▸ What to do: What lines of the data below include the word "image"? Report them by copying each.

Extracted records
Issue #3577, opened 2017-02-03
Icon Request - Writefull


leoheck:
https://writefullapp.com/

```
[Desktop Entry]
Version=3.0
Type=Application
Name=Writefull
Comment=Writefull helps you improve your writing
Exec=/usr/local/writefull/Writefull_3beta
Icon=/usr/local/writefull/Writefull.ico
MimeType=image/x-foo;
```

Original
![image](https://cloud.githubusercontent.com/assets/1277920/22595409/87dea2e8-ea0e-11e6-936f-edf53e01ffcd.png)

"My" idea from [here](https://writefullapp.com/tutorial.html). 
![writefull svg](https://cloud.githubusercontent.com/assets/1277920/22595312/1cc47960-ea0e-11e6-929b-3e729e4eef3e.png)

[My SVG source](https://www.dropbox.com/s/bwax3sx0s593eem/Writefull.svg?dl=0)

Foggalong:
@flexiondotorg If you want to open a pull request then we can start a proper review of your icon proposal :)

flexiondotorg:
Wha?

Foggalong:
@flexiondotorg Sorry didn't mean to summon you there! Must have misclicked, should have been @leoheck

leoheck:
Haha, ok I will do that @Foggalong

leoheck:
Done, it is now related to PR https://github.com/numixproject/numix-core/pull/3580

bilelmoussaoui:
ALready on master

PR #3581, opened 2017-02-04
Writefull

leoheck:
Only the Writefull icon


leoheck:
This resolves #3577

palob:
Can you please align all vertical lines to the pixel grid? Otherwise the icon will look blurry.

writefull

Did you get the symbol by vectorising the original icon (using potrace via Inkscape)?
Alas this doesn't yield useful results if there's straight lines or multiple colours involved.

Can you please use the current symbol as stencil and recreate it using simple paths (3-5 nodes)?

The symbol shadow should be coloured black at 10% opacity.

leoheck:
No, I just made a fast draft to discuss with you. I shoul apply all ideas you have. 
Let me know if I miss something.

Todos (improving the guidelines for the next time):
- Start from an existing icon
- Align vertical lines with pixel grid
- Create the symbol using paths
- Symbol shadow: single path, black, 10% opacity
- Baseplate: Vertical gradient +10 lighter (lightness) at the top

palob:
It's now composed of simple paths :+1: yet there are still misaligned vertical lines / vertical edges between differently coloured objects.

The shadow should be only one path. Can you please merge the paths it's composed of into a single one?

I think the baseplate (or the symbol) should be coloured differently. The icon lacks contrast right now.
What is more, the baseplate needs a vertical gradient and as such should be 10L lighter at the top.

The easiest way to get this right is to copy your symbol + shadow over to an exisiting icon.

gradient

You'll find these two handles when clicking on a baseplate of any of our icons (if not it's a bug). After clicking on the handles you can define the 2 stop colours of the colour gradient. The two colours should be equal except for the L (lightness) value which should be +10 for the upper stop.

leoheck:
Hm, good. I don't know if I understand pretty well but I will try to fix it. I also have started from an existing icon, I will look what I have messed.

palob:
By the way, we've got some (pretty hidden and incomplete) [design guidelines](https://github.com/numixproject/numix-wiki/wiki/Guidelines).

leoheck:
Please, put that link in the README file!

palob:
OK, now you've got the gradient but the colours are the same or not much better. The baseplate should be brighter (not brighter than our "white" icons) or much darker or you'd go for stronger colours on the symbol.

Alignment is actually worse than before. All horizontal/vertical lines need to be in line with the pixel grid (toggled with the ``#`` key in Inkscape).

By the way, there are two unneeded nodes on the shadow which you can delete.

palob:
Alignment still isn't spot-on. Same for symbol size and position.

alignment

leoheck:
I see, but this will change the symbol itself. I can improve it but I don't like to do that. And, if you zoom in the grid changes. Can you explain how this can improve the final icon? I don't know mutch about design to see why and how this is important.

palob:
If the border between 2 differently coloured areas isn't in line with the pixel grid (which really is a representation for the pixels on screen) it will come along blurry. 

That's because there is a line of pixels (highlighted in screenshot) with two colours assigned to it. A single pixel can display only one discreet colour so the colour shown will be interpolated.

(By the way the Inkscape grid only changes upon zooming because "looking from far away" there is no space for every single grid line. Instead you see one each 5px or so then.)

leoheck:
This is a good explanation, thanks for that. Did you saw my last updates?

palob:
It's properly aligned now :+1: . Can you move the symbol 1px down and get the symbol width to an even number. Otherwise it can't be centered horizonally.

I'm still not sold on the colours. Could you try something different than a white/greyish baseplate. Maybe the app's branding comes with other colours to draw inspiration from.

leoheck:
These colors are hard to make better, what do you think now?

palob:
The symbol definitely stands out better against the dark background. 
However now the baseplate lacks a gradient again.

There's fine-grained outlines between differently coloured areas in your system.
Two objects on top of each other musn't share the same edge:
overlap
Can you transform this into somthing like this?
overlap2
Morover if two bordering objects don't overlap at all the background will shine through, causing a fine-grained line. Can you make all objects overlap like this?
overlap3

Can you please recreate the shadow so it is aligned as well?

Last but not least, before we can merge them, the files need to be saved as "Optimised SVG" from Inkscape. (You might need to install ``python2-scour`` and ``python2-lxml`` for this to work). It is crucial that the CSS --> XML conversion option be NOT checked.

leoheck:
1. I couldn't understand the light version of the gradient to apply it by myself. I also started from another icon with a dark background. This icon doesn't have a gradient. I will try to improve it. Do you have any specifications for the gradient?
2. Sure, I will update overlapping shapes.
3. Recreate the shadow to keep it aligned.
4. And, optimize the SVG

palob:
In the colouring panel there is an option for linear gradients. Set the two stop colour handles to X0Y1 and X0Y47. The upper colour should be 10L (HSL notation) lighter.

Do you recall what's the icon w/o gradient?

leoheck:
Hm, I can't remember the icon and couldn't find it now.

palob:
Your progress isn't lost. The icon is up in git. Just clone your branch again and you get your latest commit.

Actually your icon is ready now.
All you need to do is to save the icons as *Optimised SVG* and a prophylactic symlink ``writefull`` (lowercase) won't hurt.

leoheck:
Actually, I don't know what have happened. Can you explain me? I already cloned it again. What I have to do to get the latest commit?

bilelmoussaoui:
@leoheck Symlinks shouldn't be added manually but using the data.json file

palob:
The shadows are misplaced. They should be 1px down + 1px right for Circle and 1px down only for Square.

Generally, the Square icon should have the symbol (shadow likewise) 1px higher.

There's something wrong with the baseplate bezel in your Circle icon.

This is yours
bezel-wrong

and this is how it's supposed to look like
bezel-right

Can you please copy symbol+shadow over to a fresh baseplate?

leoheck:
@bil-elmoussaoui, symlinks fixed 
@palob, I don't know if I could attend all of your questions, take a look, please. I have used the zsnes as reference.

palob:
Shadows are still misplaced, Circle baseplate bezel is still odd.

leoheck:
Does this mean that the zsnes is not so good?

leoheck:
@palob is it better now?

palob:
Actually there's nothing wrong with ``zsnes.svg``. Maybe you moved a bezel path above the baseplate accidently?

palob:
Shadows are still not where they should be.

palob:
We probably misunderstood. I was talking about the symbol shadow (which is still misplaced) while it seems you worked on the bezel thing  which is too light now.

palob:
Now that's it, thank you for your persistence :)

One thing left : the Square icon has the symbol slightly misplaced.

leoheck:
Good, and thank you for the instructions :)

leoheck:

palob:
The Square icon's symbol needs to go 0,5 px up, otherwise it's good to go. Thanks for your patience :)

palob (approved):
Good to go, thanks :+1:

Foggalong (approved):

▸ Written solution:
MimeType=image/x-foo;
![image](https://cloud.githubusercontent.com/assets/1277920/22595409/87dea2e8-ea0e-11e6-936f-edf53e01ffcd.png)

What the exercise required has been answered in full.